Videos of transportation ship engines are cool. Each cylinder is wide enough for a person to lay down inside it.
This is how most modern supply chains look like.
Plus, chips are small in size and cost a lot so you can fit a lot in a container. Per unit shipping costs probably come out to be pretty low. Especially when compared to the political costs and risks associated with not onshoring.
https://www.freightwaves.com/news/dsv-unveils-details-for-ne...
^certainly there's activity in that space
Your overall point is probably right, but "tens of thousands of dollars of value in each gram" seems like an exaggeration. How much does one CPU weigh?
Depends on the chip. A typical consumer processor is 100-200 mm². Wafers are about 1mm thick (actually a bit less, but close enough) and silicon has a density of 2300kg/m³. So it's 2.3mg/mm² of wafer area. The chip is then 0.23-0.46g. if it's high end and worth $1000, then the wafers are $2-4000 per gram. Probably the low end of that since the fancier chips are usually the physically bigger ones.
However, low-end processors will be worth radically less ($100 CPUs aren't 10x smaller) and things like top-end FPGAs will be worth substantially more. An Agilex 7 can be $40,000 and if it's got less then 4 grams (around 1700mm², or 41mm*41mm), the wafer is worth over $10k/gram. The entire chip is 56x56, and from the package drawing, the die appears to be around 30x30, so it exceeds the threshold.
This is assuming all the value of the retail price is the main wafer, which is also not true.
Thousands per gram, certainly seems possible, though I doubt it's even that on average across all chips, and considering that there is non-wafer content in the price. Tens of thousands is probably pushing it. However, it's certainly likely to be rather more than gold in terms of specific value ($100/g, ish). Harder to fence, though.
I'm suprised they can't ship (flat) packaging that could be used in Arizona with a simple assembly line.
If they had that packaging design then for this to make financial sense the two way shipping (and loading, unloading, custom clearance etc) would have to be less than shipping the packaging, the setup cost per unit cost of putting the chip in a box
Wait, wait. In the context of semiconductor manufacturing packaging does not mean what you think it means. It is not putting the product in a paper box.
It is about cutting the wafer into individual chips, wire bonding the silicone to pins, and covering the whole thing with epoxy.
Here is a video which explains it better: https://www.youtube.com/watch?v=7gg2eVVayA4
It would be indeed crazy if they would ship the ready chips to Taiwan just to be put in a paper box.
basically the input of the process is a wafer which looks like this: https://waferpro.com/wp-content/uploads/2016/08/Patterned-Lo...
And the output of the process is something which looks like this: https://res.cloudinary.com/rsc/image/upload/b_rgb:FFFFFF,c_p...

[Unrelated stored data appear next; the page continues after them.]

PR #7731, opened 2022-04-12
Use Mojang code to validate usernames

MagicalSheep:
Paper will validate the characters of usernames when players join the server but offer a configuration to disable the feature. However, Mojang will do the validation for usernames no matter whether the server is in the online mode since 1.18.2.

For this reason, there is no need for Paper to do the same thing again. Considering many Paper servers, especially in China or Japan, have used non-ASCII characters as usernames by disabling the validation Paper offers, it is better to keep the configuration that can disable the validation of usernames.

This commit replaces the Paper's validating usernames logic as Mojang's, and it will work only when the server is in the online mode (Just like how it worked before 1.18.2).

### DIFF
--- a/patches/server/0832-Validate-usernames.patch
+++ b/patches/server/0832-Validate-usernames.patch
@@ -22,7 +22,7 @@ index 24ddf8cfdbe6ed2fb148f57f0d7dd98446b07bbc..da6346cacf08e12f7f1fabe2d5b1c66c
      public static int maxPlayerAutoSavePerTick = 10;
      private static void playerAutoSaveRate() {
 diff --git a/src/main/java/net/minecraft/server/network/ServerLoginPacketListenerImpl.java b/src/main/java/net/minecraft/server/network/ServerLoginPacketListenerImpl.java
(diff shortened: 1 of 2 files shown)


electronicboy:
Keeping our own validation logic was 100% intentional as mojangs choices there allows a lot more than standard characters in any language
maybe make it so that disabling the paper one uses the vanilla one which is less secure but more open? idk, but, defo not fond of the laxer set of checks for a setup we don't even support

MagicalSheep:
> Keeping our own validation logic was 100% intentional as mojangs choices there allows a lot more than standard characters in any language maybe make it so that disabling the paper one uses the vanilla one which is less secure but more open? idk, but, defo not fond of the laxer set of checks for a setup we don't even support

Thanks for your work! It's ok to keep the Paper's logic of validating, that's not the main problem. 

The main problem is that Mojang will do the validation before Paper but Paper will validate usernames only when the online mode is enabled.

It caused:

1. Paper's configuration `unsupported-settings.perform-username-validation` becomes invalid. No matter whether Paper does the validation, Mojang will do it.
2. Usernames are validated twice when the server is in the online mode.

I think maybe we can remove the changes Mojang has made in 1.18.2 and just keep the Paper’s validation and configuration as before?

PR #7734, opened 2022-04-14
Don't send itemmeta for books when hide-itemmeta is enabled

NoahvdAa:
Expands `hide-itemmeta` to include unneeded information from [Written Books](https://minecraft.fandom.com/wiki/Written_Book#Item_data).


Machine-Maker (approved):

Machine-Maker:
Just a quick question, does the client not having the title or author or text change the appearance of the icon? Just wondering if maybe the glint relied on that somehow.

NoahvdAa:
Nope, a writeable book and a written book are a separate item, `WrittenBookItem#isFoil` always returns true.

kennytv (approved):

You are correct. I was just illustrating what kind of processes belong to the umbrella term "packaging" in the context of semiconductor manufacturing. Was not talking about what particular process are missing from the Arizona facility.

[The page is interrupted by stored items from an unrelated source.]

PR #7752, opened 2022-04-19
fix: EndDragonFight killed statuses should be false for newly created worlds

### LINKED ISSUE #7750: EnderDragonBattle#hasBeenPreviouslyKilled() returns true for a new created world
### Expected behavior

When creating a new world the `World#getEnderDragonBattle().hasBeenPreviouslyKilled()` should return false.

### Observed/Actual behavior

When world is created it first returns true.
After a player go in the world and the ender dragon has spawned it returns false.
After the death of the dragon it returns true.

### Steps/models to reproduce

I used a simple plugin to output the result :

```
@Override
public boolean onCommand(@NotNull CommandSender sender, @NotNull Command command, @NotNull String label, @NotNull String[] args) {
        sender.sendMessage(Component.text("DEBUG").color(NamedTextColor.RED));
        for (World world : Bukkit.getServer().getWorlds())
            if(world.getEnvironment().equals(World.Environment.THE_END))
                sender.sendMessage(Component.text("hasBeenPreviouslyKilled() ? " + (world.getEnderDragonBattle().hasBeenPreviouslyKilled())));

        return true;
    }
```

Steps :

- Create a new server
- Check hasBeenPreviouslyKilled() output
- Go to end
- Check hasBeenPreviouslyKilled() output again

https://user-images.githubusercontent.com/54907162/163856964-755e3423-053a-4fb2-bb4a-802eba14b8d1.mp4

### Plugin and Datapack List

image

### Paper version

image

### Other

The issue occurs too when I use another plugin taht create worlds with the `Bukkit#createWorld(WorldCreator)`.

Don't know if it can help but after going into the Paper code it seems the `EndDragonFight(ServerLevel, long, CompoundTag)` set by default the previouslyKilled field to true if the given CompoundTag doesn't contains "DragonKilled" key which could be the case for a new created world.

elmital:
Fixes #7750

### DIFF
--- a/patches/server/0008-MC-Utils.patch
+++ b/patches/server/0008-MC-Utils.patch
@@ -5914,7 +5914,7 @@ index 6c98676827ceb6999f340fa2b06a0b3e1cb4cae2..f08089b8672454acf8c2309e850466b3
  
          while (objectiterator.hasNext()) {
 diff --git a/src/main/java/net/minecraft/server/level/ServerChunkCache.java b/src/main/java/net/minecraft/server/level/ServerChunkCache.java
-index ce88976db29b9e9524dbe45b16721ef90afb692b..96323a83d917516edf4b6951d1e881d2f5513bd0 100644
+index ce88976db29b9e9524dbe45b16721ef90afb692b..1a8c5ce3ecce9cbbc8496ea3882b18c297964e33 100644
 --- a/src/main/java/net/minecraft/server/level/ServerChunkCache.java
 +++ b/src/main/java/net/minecraft/server/level/ServerChunkCache.java
 @@ -50,6 +50,7 @@ import net.minecraft.world.level.storage.LevelStorageSource;
@@ -5925,7 +5925,7 @@ index ce88976db29b9e9524dbe45b16721ef90afb692b..96323a83d917516edf4b6951d1e881d2
      public static final List<ChunkStatus> CHUNK_STATUSES = ChunkStatus.getStatusList();
      private final DistanceManager distanceManager;
      final ServerLevel level;
-@@ -68,6 +69,151 @@ public class ServerChunkCache extends ChunkSource {
+@@ -68,6 +69,231 @@ public class ServerChunkCache extends ChunkSource {
      @Nullable
      @VisibleForDebug
      private NaturalSpawner.SpawnState lastSpawnState;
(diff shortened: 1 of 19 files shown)


patches/server/0896-fix-EndDragonFight-previouslyKilled-should-be-false-.patch
```diff
@@ -0,0 +1,20 @@
...
+diff --git a/src/main/java/net/minecraft/world/level/dimension/end/EndDragonFight.java b/src/main/java/net/minecraft/world/level/dimension/end/EndDragonFight.java
+index ed6ff35a2112cea4faa6e1458d1effc40fce5dd2..cddd14d8642de7c53c68ccc792d4775abb1c24b6 100644
+--- a/src/main/java/net/minecraft/world/level/dimension/end/EndDragonFight.java
++++ b/src/main/java/net/minecraft/world/level/dimension/end/EndDragonFight.java
+@@ -113,7 +113,7 @@ public class EndDragonFight {
+             }
+         } else {
+             this.dragonKilled = true;
+-            this.previouslyKilled = true;
++            this.previouslyKilled = nbt.contains("PreviouslyKilled") && nbt.getBoolean("PreviouslyKilled");// Paper - Should be false for newly created worlds
```
Doc94:
```suggestion
+            this.previouslyKilled = nbt.contains("PreviouslyKilled") && nbt.getBoolean("PreviouslyKilled"); // Paper - Should be false for newly created worlds
```

patches/server/0896-fix-EndDragonFight-previouslyKilled-should-be-false-.patch
```diff
@@ -0,0 +1,20 @@
...
+diff --git a/src/main/java/net/minecraft/world/level/dimension/end/EndDragonFight.java b/src/main/java/net/minecraft/world/level/dimension/end/EndDragonFight.java
+index ed6ff35a2112cea4faa6e1458d1effc40fce5dd2..cddd14d8642de7c53c68ccc792d4775abb1c24b6 100644
+--- a/src/main/java/net/minecraft/world/level/dimension/end/EndDragonFight.java
++++ b/src/main/java/net/minecraft/world/level/dimension/end/EndDragonFight.java
+@@ -113,7 +113,7 @@ public class EndDragonFight {
+             }
+         } else {
+             this.dragonKilled = true;
+-            this.previouslyKilled = true;
++            this.previouslyKilled = nbt.contains("PreviouslyKilled") && nbt.getBoolean("PreviouslyKilled"); // Paper - Should be false for newly created worlds
```
Owen1212055: Any reason why you can't just make this false? It looks the only way this could happen is if the entire nbt compound is empty. However since needsStateScanning should be true, it'll cause the dragon to correctly be detected and reset to the correct values.

Owen1212055 (changes requested):

patches/server/0896-fix-EndDragonFight-previouslyKilled-should-be-false-.patch
elmital: I figured out the same as you but in the case I've missed a possibility that the nbt contains this key or if it could be for any other future/current reason it's handled. So for me it's just the safer way but can modify if well confirmed that is not needed.

Owen1212055: I guess for future proofing. But I mean, the only way for this to happen currently is if you manually remove it from the nbt.

elmital: Just waiting for a Paper team feedback(thx for yours) and I'll apply the necessary changes and a rebase if it's all good.

elmital: Reconsidering what you said I've made changes after more check and test with stateScanning option I changed the dragonKilled field too. I hope I didn't screw up with git, I know 1.19 is the priority but at least it's done ;)

elmital:
Rebased for 1.19
~~edit: just saw I fucked up with comment~~ (fixed)

elmital:
Rebased for 1.19.1

PR #8636, opened 2022-12-10
Improve vibration events

Machine-Maker:
Adds EntityReceiveGameEvent and expands BlockReceiveGameEvent

BlockReceiveGameEvent was not called for all block listeners, and was called for entity listeners. This separates them out into two events and adds missing event calls. It also adds more api for bypassing line of sight/occlusion checks (not sure what to call that).

Still needs testing, but wanted to open this while I did that.


Machine-Maker:
Updated for 1.19.4 and removed the "vibration" part of the event. GameEvent are not equivalent to vibrations. There could be a use for a future sub event of the block/entity events for vibration specifically, but this isn't that PR.

PR #8642, opened 2022-12-11
Replace ConfiguredStructure api with Structure

Machine-Maker:
So this is an API break, but I really don't see any way around it. In `StructuresLocateEvent` there was a list of configured structures. That list was mutable, and the event supported removing structures from it. I didn't see a good way to keep that mutable functionality when replacing that list with the list of upstream's StructureType.


Machine-Maker:
Tests fixed, and diff significantly cleaned up, removing old server types that we don't need anymore. At some point in the future we can come back through and delete `ConfiguredStructure` entirely, maybe in a few months/mc versions.

kennytv (approved):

But you are right on that it is CoWoS which is the missing ingredient.
You seem to be confusing the term packaging...it is not the box, it is how the chips are assembled together to make the final product.
Right, but he assumed he knew a technical term when he didn't, which is unwise.
What does "packaging" mean in this context? I'm a total n00b when it comes to chips.
What comes to my mind is wrapping a piece of electronics in some bubble wrap and cardboard, which doesn't sound that hard...
Until 2027, yes.
https://www.tomshardware.com/pc-components/gpus/tsmc-is-repo...
"TSMC does not have an advanced packaging facility in the U.S., and its partner Amkor will only start packaging chips in Arizona in 2027. As a result, Blackwell AI silicon produced in Arizona will need to be shipped back to Taiwan for final assembly, as all of TSMC's CoWoS packaging capacity remains in Taiwan."